A conceptual frame contrasting **human consumers — Biological Neural Networks (BNNs)** — with **AI agents — Artificial Neural Networks (ANNs)** — to argue that current marketing tactics are becoming obsolete for the new buyer.

Marketers have spent decades mastering BNN persuasion through **behavioral economics, consumer psychology, and neuromarketing** — leveraging tactics like **$19.99 charm pricing, social proof, scarcity, authority, loss aversion, and specific color/layout interactions**. [[entity-kartik-hosanagar]] argues ANNs are *"like a new species"* with entirely different biases, framing effects, and decision rules (see the quote [[quote-ann-new-species]]). Because ANNs do not respond to scarcity cues or visual layouts the way BNNs do, the existing science of human persuasion does not transfer — a new science of AI-agent communication must be built (see [[claim-persuasion-science-gap]] and the action [[action-develop-ai-persuasion]]).

This is also why [[concept-ai-engine-optimization|AI Engine Optimization (AEO)]] is insufficient: being *visible* to an ANN is not the same as *persuading* one.

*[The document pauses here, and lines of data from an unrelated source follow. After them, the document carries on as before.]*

PR #2566, opened 2020-06-23
connect frontend and backend redemption code logic

johnduffell:
## Why are you doing this?

This PR is the critical backend/frontend connection PR, means we can use redemption codes in UAT/test user mode against the real DB.

I was struggling with test user mode a lot, so I added a widget to the new page, that will add a flash to show we're in test user mode, and why.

*Enrichment note:* conceptually sound — ANNs are driven by objective functions, training-data distributions, and algorithmic optimization, not human affect (cf. Rahwan et al.'s "machine behavior," 2019). But it is **not yet empirically demonstrated at scale**: there is no large body of published work rigorously testing charm pricing, color, or scarcity on autonomous agents. **Counter-perspective:** because agents are often trained on human behavior and optimize for human satisfaction/purchase-likelihood, human-optimized signals (strong reviews, price competitiveness) may still matter *indirectly* — so treat this as a strong hypothesis, not settled fact.


## Related across articles
- [[concept-bot-psychology-d13]]
- [[concept-bot-psychology-d29]]
- [[claim-persuasion-science-gap]]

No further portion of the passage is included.